◆ WORK REQUEST: Return every entry from the listing below unaltered.
=== Section Start ===
PR #13721, opened 2024-10-06
MIDI for light:  add settings ui

ekordas:
Adds Setting definition for UI of the Midi for Light Script

### DIFF
--- a/res/controllers/Midi_for_light-scripts.js
+++ b/res/controllers/Midi_for_light-scripts.js
@@ -16,33 +16,33 @@ function midi_for_light() {}
 ///////////////////////////////////////////////////////////////
 //                       USER OPTIONS                        //
 ///////////////////////////////////////////////////////////////
-var midi_channel = 1; // set midi_channel. Valid range: 1 to 16.
-var enable_beat = true; // set to false if you not need beat
-var enable_bpm = true; // set to false if you not need BPM
-var enable_mtc_timecode = false; // set to false if you not need midi time code
-var enable_vu_mono_current = false; // set to false if you not need VU mono current
-var enable_vu_mono_average_min = false; // set to false if you not need VU mono average min
-var enable_vu_mono_average_mid = false; // set to false if you not need VU mono average mid
-var enable_vu_mono_average_max = false; // set to false if you not need VU mono average max
-var enable_vu_mono_average_fit = true; // set to false if you not need VU mono average fit
-var enable_vu_mono_current_meter = false; // set to false if you not need VU mono current meter
-var enable_vu_mono_average_meter = true; // set to false if you not need VU mono average meter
=== Section End ===
◆ SOLUTION FOR THIS PROBLEM:
PR #13721, opened 2024-10-06
MIDI for light:  add settings ui

ekordas:
Adds Setting definition for UI of the Midi for Light Script

### DIFF
--- a/res/controllers/Midi_for_light-scripts.js
+++ b/res/controllers/Midi_for_light-scripts.js
@@ -16,33 +16,33 @@ function midi_for_light() {}
 ///////////////////////////////////////////////////////////////
 //                       USER OPTIONS                        //
 ///////////////////////////////////////////////////////////////
-var midi_channel = 1; // set midi_channel. Valid range: 1 to 16.
-var enable_beat = true; // set to false if you not need beat
-var enable_bpm = true; // set to false if you not need BPM
-var enable_mtc_timecode = false; // set to false if you not need midi time code
-var enable_vu_mono_current = false; // set to false if you not need VU mono current
-var enable_vu_mono_average_min = false; // set to false if you not need VU mono average min
-var enable_vu_mono_average_mid = false; // set to false if you not need VU mono average mid
-var enable_vu_mono_average_max = false; // set to false if you not need VU mono average max
-var enable_vu_mono_average_fit = true; // set to false if you not need VU mono average fit
-var enable_vu_mono_current_meter = false; // set to false if you not need VU mono current meter
-var enable_vu_mono_average_meter = true; // set to false if you not need VU mono average meter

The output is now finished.